By Glen Frost, Managing Partner and Mary Lundstedt, Esq., Associate The Comptroller’s Field Enforcement Division and the Criminal Investigations Division of the Maryland Attorney General’s Office, working in tandem, investigated and prosecuted two more Maryland tax preparers—resulting in guilty pleas. On July 24, 2018, Maryland Attorney General Brian E. Frosh and Comptroller Peter Franchot announced that two tax preparers operating in the Baltimore area pleaded guilty to filing false tax returns.Both Maryland officials report that, Michael Anegbode, pleaded guilty to three counts of filing false income tax returns. Anegbode was sentenced to three years’ probation and ordered to pay restitution in the amount of $48,808. Uwagbale Oigbokie pleaded guilty to two counts of filing false tax returns. He faces two years’ probation and must pay $81,712 in restitution.According to officials, these preparers cheated on two levels. First, they prepared returns for their clients which included false information in order to minimize their clients’ tax liability and increase their refunds.

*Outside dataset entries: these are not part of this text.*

PR #1490, opened 2023-07-20
RHCLOUD-25457 RBAC | Group Explorer View

aferd:
:warning: WIP


src/smart-components/group/group-table-helpers.js
```diff
@@ -40,48 +42,144 @@ DefaultPlatformPopover.propTypes = {
...
+          },
         ],
-        selected: Boolean(selectedRows && selectedRows.find((row) => row.uuid === uuid)),
       },
-    ],
+    ]),
     []
   );
 };
+// cells: [
```
fhlavac, line 156: it looks like the empty initial array for reduce is in the wrong position

```suggestion
    ], [])
  );
};
```

aferd: ah, thank you!

PR #1503, opened 2023-08-02
Update master-stable with latest RBAC UI

florkbr:
Suspect we may have fixed some bugs in master that we're seeing on stage-stable (does not occur on stage-preview). See thread: https://redhat-internal.slack.com/archives/C0235KZ3Q0J/p1690991086476359


florkbr:
@fhlavac is there anything in master that's not ready for release?

fhlavac (approved):

fhlavac:
Nope, we can release everything 🙂

PR #1505, opened 2023-08-07
Unit tests for inv group roles - DRAFT 

arivepr:
Dropping this here for visibility. Hoping to get some eyes on whatever it is I might be doing wrong. 

Components seem to not be rendering when trying to test for DDF related connection/things, might be where I'm messing up.


src/redux/reducers/inventory-reducer.js
```diff
@@ -12,7 +12,7 @@ const setResourceTypes = (state, { payload, meta }) => {
   const data = payload.data.reduce((acc, curr) => ({ ...acc, [curr.name]: { ...curr } }), {});
   return {
     ...state,
-    resourceTypes: meta.permissions.reduce(
+    resourceTypes: meta.permissions?.reduce(
```
fhlavac, line 15: this does not seem to be needed

src/test/smart-components/addRoleWizard/inventory-groups-role.test.js
```diff
@@ -0,0 +1,157 @@
...
+      type: FETCH_INVENTORY_GROUP,
+      payload: Promise.resolve({}),
+    }));
+
+    const store = mockStore(initialStateWithPermissions);
+    renderComponent(store);
+
+    fireEvent.click(screen.getAllByLabelText('Options menu')[0]);
+
+    expect(screen.getByText('fooBar')).toBeInTheDocument();
```
fhlavac, line 114: here we could also check at least last group visible or number of items (in a follow-up also "See more" visibility could be checked as a different test case)

fhlavac: another thing to check should be the presence and functionality of the "Select all" option

fhlavac: also "Ungrouped systems" option needs to be checked for the host permissions. We'll add it to the follow-up ticket

fhlavac:
@arivepr apart from the comments looks good! It would be nice if you could add the smaller things mentioned and we can merge this PR today. Then we could create a follow-up to add what is missing.

fhlavac (approved):

PR #1515, opened 2023-08-16
RBAC - Group Explorer View

aferd:
RHCLOUD-25457 re-do.

Pagination and sorting will be completed in a follow up ticket [RHCLOUD-29186](https://issues.redhat.com/browse/RHCLOUD-29186)


src/smart-components/group/group-table-helpers.js
```diff
@@ -40,44 +42,112 @@ DefaultPlatformPopover.propTypes = {
...
+                  variant={TableVariant.compact}
+                  cells={[
+                    intl.formatMessage(messages.orgAdmin),
+                    intl.formatMessage(messages.username),
+                    intl.formatMessage(messages.email),
+                    intl.formatMessage(messages.firstName),
+                    intl.formatMessage(messages.lastName),
+                    intl.formatMessage(messages.status),
+                  ]}
+                  rows={principalCount.map((member) => ({
```
aferd, line 140: I am still unable to access the right data for both tables.. and on this one specifically it errors after clicking with `Cannot read properties of undefined (reading 'limit')`

src/smart-components/group/groups.js
```diff
@@ -2,6 +2,7 @@ import React, { Suspense, useContext, useEffect, useRef, useState } from 'react'
 import { Outlet, useLocation, useNavigate } from 'react-router-dom';
 import { sortable } from '@patternfly/react-table';
 import { Button, Stack, StackItem } from '@patternfly/react-core';
+import { compoundExpand, nowrap } from '@patternfly/react-table';
```
fhlavac, line 5:
```suggestion
import { Button, Stack, StackItem } from '@patternfly/react-core';
import { compoundExpand, nowrap, sortable } from '@patternfly/react-table';
```

src/smart-components/group/group-table-helpers.js
```diff
@@ -40,44 +42,112 @@ DefaultPlatformPopover.propTypes = {
...
+        uuid: `${uuid}-roles`,
+        parent: 3 * i,
+        compoundParent: 1,
+        fullWidth: true,
+        noPadding: true,
+        cells: [
+          {
+            props: { colSpan: 7, className: 'pf-m-no-padding' },
+            title:
+              roleCount.length > 0 ? (
```
fhlavac, line 83: here you are calling map on a number, you need to call it on the array of roles

src/smart-components/group/group-table-helpers.js
fhlavac, line 140: here you are calling map on a number, you need to call it on the array of members

src/redux/actions/group-actions.js
```diff
@@ -174,6 +174,7 @@ export const removeMembersFromGroup = (groupId, members) => {
 export const fetchRolesForGroup = (groupId, pagination, options) => ({
```
fhlavac, line 174: There I would either:
- add a param that would switch between fetching roles for a group detail and expandable table in groups
- or have separate action for fetching the data for group detail (stored as selectedGroup in redux) and expanded Groups rows (stored in groups entries)

src/smart-components/group/group-table-helpers.js
aferd: i should be able to pull this information from the data that is being reduced above, correct?

src/redux/actions/group-actions.js
aferd: why do I need to separate the data, even though it is the same data in each group detail and expandable table?

fhlavac: yeah, it's the same data but you probably don't want to store them in `selectedGroup` object in store but rather enhance given group in the `groups.data` array. Otherwise, you would lose previously fetched data on every expand - new group detail data would overwrite the old one.

aferd:
I am having some weird interactions, I am able to click "roles" or "members" on different rows twice and then it errors out with `Cannot read properties of null (reading 'isEnabled')`

src/smart-components/group/group-table-helpers.js
```diff
@@ -40,44 +42,116 @@ DefaultPlatformPopover.propTypes = {
...
 };
 
-export const createRows = (isAdmin, data, selectedRows = []) => {
+export const createRows = (isAdmin, data, selectedRows, expanded = []) => {
   const intl = useIntl();
   return data.reduce(
-    (acc, { uuid, name, roleCount, principalCount, modified, platform_default: isPlatformDefault, admin_default: isAdminDefault }) => [
+    (
+      acc,
+      { uuid, name, roleCount, principalCount, modified, expandTableDetails, platform_default: isPlatformDefault, admin_default: isAdminDefault },
```
fhlavac, line 50:
```suggestion
      { uuid, name, roleCount, principalCount, modified, roles, members, platform_default: isPlatformDefault, admin_default: isAdminDefault },
```
expandTableDetails does not exist - so far you have the data persisted under `roles` key (members are not added yet)

src/smart-components/group/group-table-helpers.js
```diff
@@ -40,44 +42,116 @@ DefaultPlatformPopover.propTypes = {
...
+                  ouiaId="roles-in-group-nested-table"
+                  aria-label="Simple Table"
+                  variant={TableVariant.compact}
+                  cells={[
+                    intl.formatMessage(messages.roleName),
+                    intl.formatMessage(messages.description),
+                    intl.formatMessage(messages.permissions),
+                    intl.formatMessage(messages.lastModified),
+                  ]}
+                  rows={expandTableDetails.map((roles) => {
```
fhlavac, line 98:
```suggestion
                  rows={roles.map((role) => {
```

src/smart-components/group/group-table-helpers.js
```diff
@@ -40,44 +42,116 @@ DefaultPlatformPopover.propTypes = {
...
+                  variant={TableVariant.compact}
+                  cells={[
+                    intl.formatMessage(messages.orgAdmin),
+                    intl.formatMessage(messages.username),
+                    intl.formatMessage(messages.email),
+                    intl.formatMessage(messages.firstName),
+                    intl.formatMessage(messages.lastName),
+                    intl.formatMessage(messages.status),
+                  ]}
+                  rows={expandTableDetails.map((members) => ({
```
fhlavac, line 144:
```suggestion
                  rows={members.map((member) => ({
```
add at least an empty array, without it, there will be still an error

src/smart-components/group/groups.js
```diff
@@ -179,7 +181,19 @@ const Groups = () => {
   const data = groups.map((group) =>
     group.platform_default || group.admin_default ? { ...group, principalCount: `All${group.admin_default ? ' org admins' : ''}` } : group
   );
-  const rows = createRows(isAdmin, data, selectedRows);
+
+  const fetchExpandTableDetailsForGroup = (uuid) => dispatch(fetchRolesForGroup(uuid));
```
fhlavac, line 185: also here it complains about not passed pagination params

src/smart-components/group/groups.js
```diff
@@ -176,10 +179,24 @@ const Groups = () => {
...
       : []),
   ];
+
   const data = groups.map((group) =>
     group.platform_default || group.admin_default ? { ...group, principalCount: `All${group.admin_default ? ' org admins' : ''}` } : group
   );
-  const rows = createRows(isAdmin, data, selectedRows);
+
+  const fetchExpandTableRoleDetailsForGroup = (uuid) => dispatch(fetchRolesForGroup(uuid, defaultCompactSettings));
+  const fetchExpandTableMemberDetailsForGroup = (uuid) => dispatch(fetchMembersForGroup(uuid, defaultCompactSettings));
```
fhlavac, line 188: Can we rename it to something shorter? Like...
```suggestion
  const fetchExpandedRoles = (uuid) => dispatch(fetchRolesForGroup(uuid, defaultCompactSettings));
  const fetchExpandedMembers = (uuid) => dispatch(fetchMembersForGroup(uuid, defaultCompactSettings));
```

src/smart-components/group/groups.js
```diff
@@ -176,10 +179,24 @@ const Groups = () => {
...
+
+  const onExpand = (_event, _rowIndex, colIndex, isOpen, rowData) => {
+    if (!isOpen) {
+      setExpanded({ ...expanded, [rowData.uuid]: colIndex + Number(!isAdmin) });
+      colIndex + Number(!isAdmin) === 2 && fetchExpandTableRoleDetailsForGroup(rowData.uuid) && fetchExpandTableMemberDetailsForGroup(rowData.uuid);
```
fhlavac, line 193: we probably want to fetch roles data for index === 2 and members for index === 3. Now it is fetching both for the roles cell

src/smart-components/group/groups.js
fhlavac, line 188: fetchMembersForGroup should be updated similarly as fetchRolesForGroup to store fetched data in the redux `groups`, not `selectedGroup`

src/smart-components/group/group-table-helpers.js
```diff
@@ -40,44 +42,134 @@ DefaultPlatformPopover.propTypes = {
...
+                    />
+                  )}
+                </Fragment>
+              </>
+            ) : (
+              name
+            ),
+          },
+          { title: roleCount, props: { isOpen: expanded[uuid] === 2 } },
+          { title: principalCount, props: { isOpen: expanded[uuid] === 3 } },
```
aferd, line 85: here, I am trying to make the members name "read-only" for the default groups - I tried putting a conditional like this ` { title: isPlatformDefault || isAdminDefault ? principalCount : principalCount, props: { isOpen: expanded[uuid] === 3 } }` but it didn't do what I thought it would.

aferd:
Screen Shot 2023-11-01 at 3 37 51 PM
Screen Shot 2023-11-01 at 3 32 50 PM

this is the current state... if you look at the tables, the `members` table is indented more than the `roles `table so I am trying to fix that..

src/smart-components/group/group-table-helpers.js
```diff
@@ -40,44 +44,152 @@ DefaultPlatformPopover.propTypes = {
...
+                        )}
+                        {intl.formatMessage(member?.is_org_admin ? messages.yes : messages.no)}
+                      </TextContent>,
+                      member.first_name,
+                      member.last_name,
+                      member.username,
+                      member.email,
+                      <Label key={member?.is_active} color={member?.is_active && 'green'}>
+                        {intl.formatMessage(member?.is_active ? messages.active : messages.inactive)}
+                      </Label>,
```
fhlavac, line 182: You could use something like `<ListLoader items={3} isCompact />` for the loading state

src/smart-components/group/group-table-helpers.js
```diff
@@ -40,44 +44,152 @@ DefaultPlatformPopover.propTypes = {
...
+                    />
+                  )}
+                </Fragment>
+              </>
+            ) : (
+              name
+            ),
+          },
+          { title: roleCount, props: { isOpen: expanded[uuid] === 2 } },
+          { title: isPlatformDefault || isAdminDefault ? principalCount : principalCount, props: { isOpen: expanded[uuid] === 3 } },
```
fhlavac, line 88: this condition does not seem to make sense

aferd: I thought these were attached to the default groups and therefore this would just show the name without the ability to expand, otherwise make it expandable.

fhlavac: I mean this `isPlatformDefault || isAdminDefault ? principalCount : principalCount` you still return just principalCount

src/smart-components/group/group-table-helpers.js
```diff
@@ -40,44 +44,152 @@ DefaultPlatformPopover.propTypes = {
...
+                <Text className="pf-u-mx-lg pf-u-my-sm">{intl.formatMessage(messages.noGroupRoles)}</Text>
+              ),
+          },
+        ],
+      },
+      {
+        uuid: `${uuid}-members`,
+        parent: 3 * i,
+        compoundParent: 2,
+        fullwidth: true,
```
fhlavac, line 143:
```suggestion
        fullWidth: true,
```

this will fix the width issue

src/smart-components/group/group-table-helpers.js
aferd: will the props not be passed in with the second one? I see that they are not, but I thought they would. Looking at it more.

src/smart-components/group/group-table-helpers.js
```diff
@@ -9,6 +9,9 @@ import AppLink from '../../presentational-components/shared/AppLink';
 import { getDateFormat } from '../../helpers/shared/helpers';
 import pathnames from '../../utilities/pathnames';
 import messages from '../../Messages';
+import { sortable } from '@patternfly/react-table';
+import { CheckIcon, CloseIcon } from '@patternfly/react-icons';
```
fhlavac, line 13: Can you combine this imports with the `OutlinedQuestionCircleIcon` import?

src/test/redux/reducers/group-reducer.test.js
fhlavac, line 1: This change is probably not needed

aferd: Yeah, I had a comment here on what test was failing and for me to look into the test, but no change was needed.

src/redux/reducers/group-reducer.js
fhlavac, line 1: @aferd  I am not really sure about these changes. In the follow-up ticket, we should try to make the state changes a bit more clear. Updating data for `selectedGroup` when you just expand a row on the groups page may cause confusion and unexpected errors in the future. I would be more for splitting the logic handling Group detail and Groups page - different actions and separated reducer logic to not change what is not necessary. Can you please take care of it with the pagination?

src/smart-components/group/group-table-helpers.js
```diff
@@ -9,6 +9,9 @@ import AppLink from '../../presentational-components/shared/AppLink';
...
+import { Table, TableBody, TableHeader, TableVariant } from '@patternfly/react-table';
```
fhlavac, line 14: Can you move "external" imports above the local ones?

fhlavac:
This definitely needs to be fixed
image

src/smart-components/group/group-table-helpers.js
fhlavac, line 13: We already have import from `@patternfly/react-icons` present, can you combine them?

fhlavac:
@aferd can you please remove the sort icons for now if the sorting does not work?
image

fhlavac:
we should take care of the loading state

fhlavac:
@aferd assuming the tests will be added as a part of the follow-up, right? Otherwise looks good :slightly_smiling_face:

src/smart-components/group/groups.js
```diff
@@ -176,10 +179,25 @@ const Groups = () => {
...
       : []),
   ];
+
   const data = groups.map((group) =>
     group.platform_default || group.admin_default ? { ...group, principalCount: `All${group.admin_default ? ' org admins' : ''}` } : group
   );
-  const rows = createRows(isAdmin, data, selectedRows);
+
+  const fetchExpandedRoles = (uuid) => dispatch(fetchRolesForGroup(uuid, defaultCompactSettings));
+  const fetchExpandedMembers = (uuid) => dispatch(fetchMembersForGroup(uuid, defaultCompactSettings));
```
fhlavac, line 188:
```suggestion
  const fetchExpandedRoles = (uuid) => useCallback(() => dispatch(fetchRolesForGroup(uuid, defaultCompactSettings, undefined, true)), [uuid]);
  const fetchExpandedMembers = (uuid) => useCallback(() => dispatch(fetchMembersForGroup(uuid, defaultCompactSettings, undefined, true)), [uuid]);

```

src/smart-components/group/groups.js
```diff
@@ -176,10 +179,25 @@ const Groups = () => {
...
+    if (!isOpen) {
+      setExpanded({ ...expanded, [rowData.uuid]: colIndex + Number(!isAdmin) });
+      colIndex + Number(!isAdmin) === 2 && fetchExpandedRoles(rowData.uuid);
+      colIndex + Number(!isAdmin) === 3 && fetchExpandedMembers(rowData.uuid);
+    } else {
+      setExpanded({ ...expanded, [rowData.uuid]: -1 });
+    }
+  };
+
+  const rows = createRows(isAdmin, data, selectedRows, expanded, isLoading);
```
fhlavac, line 200: this is probably not the isLoading flag we want - it's for `groups` data but we need to store another flag for group roles and members. Then it would be part of data (something like `group.roles.isLoading`) so no need to pass it separately

src/smart-components/group/group-table-helpers.js
```diff
@@ -40,44 +42,158 @@ DefaultPlatformPopover.propTypes = {
...
+                  )}
+                </Fragment>
+              </>
+            ) : (
+              name
+            ),
+          },
+          { title: roleCount, props: { isOpen: expanded[uuid] === 2 } },
+          {
+            title: principalCount,
```
fhlavac, line 86: a padding seems to be missing
```suggestion
            <div className={classNames({ 'pf-u-p-lg': isPlatformDefault || isAdminDefault })}>{principalCount}</div>,
```

src/smart-components/group/group-table-helpers.js
```diff
@@ -40,44 +42,158 @@ DefaultPlatformPopover.propTypes = {
...
+                  aria-label="Simple Table"
+                  variant={TableVariant.compact}
+                  cells={[
+                    { title: intl.formatMessage(messages.roleName) },
+                    { title: intl.formatMessage(messages.description) },
+                    { title: intl.formatMessage(messages.permissions) },
+                    { title: intl.formatMessage(messages.lastModified) },
+                  ]}
+                  rows={roles?.map((role) =>
+                    isLoading ? (
```
fhlavac, line 114: the isLoading condition should be probably above the `map` to work

src/redux/actions/group-actions.js
```diff
@@ -178,6 +178,7 @@ export const removeMembersFromGroup = (groupId, members) => {
...
   type: ActionTypes.FETCH_ROLES_FOR_GROUP,
   payload: GroupHelper.fetchRolesForGroup(groupId, false, pagination, options).catch(handleUuidError),
+  meta: { groupId },
```
fhlavac, line 181: you could pass something like `storeInGroups` boolean flag to switch between adding the data to `roles` or `selectedRole`. The same applies for members. It should also help you manage the loading boolean flag. Creating another actions for fetching expandable tables data is probably also correct if you want to go that way

aferd:
https://github.com/RedHatInsights/insights-rbac-ui/assets/86322239/81362492-0678-485f-b48e-d5040843fe05

karelhala (approved):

Next, the preparers filed false personal income tax returns for themselves—omitting fees which they earned by preparing and filing their clients’ false returns. Attorney General Frosh, stated:"They cheated twice. They falsely understated the taxes owed by their clients, and then they did not report the fees that they earned themselves."In recent years, the Comptroller’s office has increased its efforts to combat tax fraud. Maryland’s Taxpayer Protection Act of 2017 expanded the role of the Comptroller’s Field Enforcement Bureau by adding admissions and amusement tax, income tax, and sales and use tax to the list of laws within enforcement agents’ jurisdiction. Furthermore, the Comptroller now regularly publishes and updates lists—on its publicly accessible website—of suspended tax preparers. Listed tax preparers are suspended from their return filing privileges upon the Comptroller’s finding that it has received a "high volume of questionable returns" from the preparers. In February of 2018, Comptroller Franchot stated:"My top-notch Questionable Return Detection Team is vigilant in rooting out returns that try to cheat the state and steal money from hardworking Marylanders."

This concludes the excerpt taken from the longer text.